Saved entries:
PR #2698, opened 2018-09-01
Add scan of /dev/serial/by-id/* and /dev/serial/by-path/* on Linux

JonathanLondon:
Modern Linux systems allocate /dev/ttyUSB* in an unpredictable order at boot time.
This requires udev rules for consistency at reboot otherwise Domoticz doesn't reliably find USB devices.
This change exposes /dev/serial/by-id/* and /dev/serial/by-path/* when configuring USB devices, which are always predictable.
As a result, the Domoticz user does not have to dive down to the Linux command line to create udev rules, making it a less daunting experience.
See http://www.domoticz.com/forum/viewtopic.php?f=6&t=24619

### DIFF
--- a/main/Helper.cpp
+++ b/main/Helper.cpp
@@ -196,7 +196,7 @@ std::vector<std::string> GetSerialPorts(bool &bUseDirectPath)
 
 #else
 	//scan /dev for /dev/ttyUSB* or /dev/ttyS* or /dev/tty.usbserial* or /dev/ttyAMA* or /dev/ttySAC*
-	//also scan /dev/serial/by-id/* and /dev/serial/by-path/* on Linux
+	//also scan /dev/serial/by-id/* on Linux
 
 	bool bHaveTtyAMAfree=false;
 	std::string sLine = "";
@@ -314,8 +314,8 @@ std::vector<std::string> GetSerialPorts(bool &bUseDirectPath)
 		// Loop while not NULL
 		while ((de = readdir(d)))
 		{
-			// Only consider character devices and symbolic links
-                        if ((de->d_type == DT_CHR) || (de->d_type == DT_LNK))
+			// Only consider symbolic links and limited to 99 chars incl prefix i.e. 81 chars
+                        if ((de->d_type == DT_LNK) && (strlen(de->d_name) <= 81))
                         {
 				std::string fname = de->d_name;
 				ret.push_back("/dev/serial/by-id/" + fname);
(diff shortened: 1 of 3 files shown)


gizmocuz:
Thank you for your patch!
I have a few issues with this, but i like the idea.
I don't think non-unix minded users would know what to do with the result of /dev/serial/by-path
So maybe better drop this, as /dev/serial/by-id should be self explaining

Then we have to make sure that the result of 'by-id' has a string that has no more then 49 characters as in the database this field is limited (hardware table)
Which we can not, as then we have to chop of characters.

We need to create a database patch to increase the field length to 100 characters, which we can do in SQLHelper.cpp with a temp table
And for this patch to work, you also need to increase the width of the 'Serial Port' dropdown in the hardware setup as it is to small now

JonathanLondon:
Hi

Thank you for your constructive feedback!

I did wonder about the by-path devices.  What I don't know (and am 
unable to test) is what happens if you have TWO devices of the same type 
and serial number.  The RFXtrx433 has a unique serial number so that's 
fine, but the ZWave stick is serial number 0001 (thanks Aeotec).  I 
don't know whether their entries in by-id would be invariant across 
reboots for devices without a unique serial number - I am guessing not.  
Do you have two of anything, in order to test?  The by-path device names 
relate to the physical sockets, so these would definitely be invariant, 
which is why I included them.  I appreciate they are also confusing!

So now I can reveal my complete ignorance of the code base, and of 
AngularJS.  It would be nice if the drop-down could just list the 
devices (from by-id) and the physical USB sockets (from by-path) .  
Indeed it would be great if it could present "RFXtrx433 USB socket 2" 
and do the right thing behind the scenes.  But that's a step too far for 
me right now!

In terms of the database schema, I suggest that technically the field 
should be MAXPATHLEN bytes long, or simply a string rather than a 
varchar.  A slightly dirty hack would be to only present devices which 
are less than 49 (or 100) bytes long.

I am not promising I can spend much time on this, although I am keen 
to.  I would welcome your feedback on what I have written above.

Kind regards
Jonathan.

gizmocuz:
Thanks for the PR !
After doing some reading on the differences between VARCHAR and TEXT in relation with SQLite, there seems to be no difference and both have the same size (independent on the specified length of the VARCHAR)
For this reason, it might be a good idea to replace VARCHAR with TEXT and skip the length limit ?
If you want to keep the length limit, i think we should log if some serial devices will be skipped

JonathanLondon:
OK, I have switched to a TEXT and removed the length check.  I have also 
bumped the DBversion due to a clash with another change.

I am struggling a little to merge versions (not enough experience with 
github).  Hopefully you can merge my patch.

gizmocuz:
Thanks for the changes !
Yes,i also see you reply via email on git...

→ ABOUT THIS EXERCISE:
Where the line containing "If you want" appears in the records above, begin copying and continue through the last line; copy each line exactly and include no others.

→ SOLVED EXERCISE:
If you want to keep the length limit, i think we should log if some serial devices will be skipped

JonathanLondon:
OK, I have switched to a TEXT and removed the length check.  I have also 
bumped the DBversion due to a clash with another change.

I am struggling a little to merge versions (not enough experience with 
github).  Hopefully you can merge my patch.

gizmocuz:
Thanks for the changes !
Yes,i also see you reply via email on git...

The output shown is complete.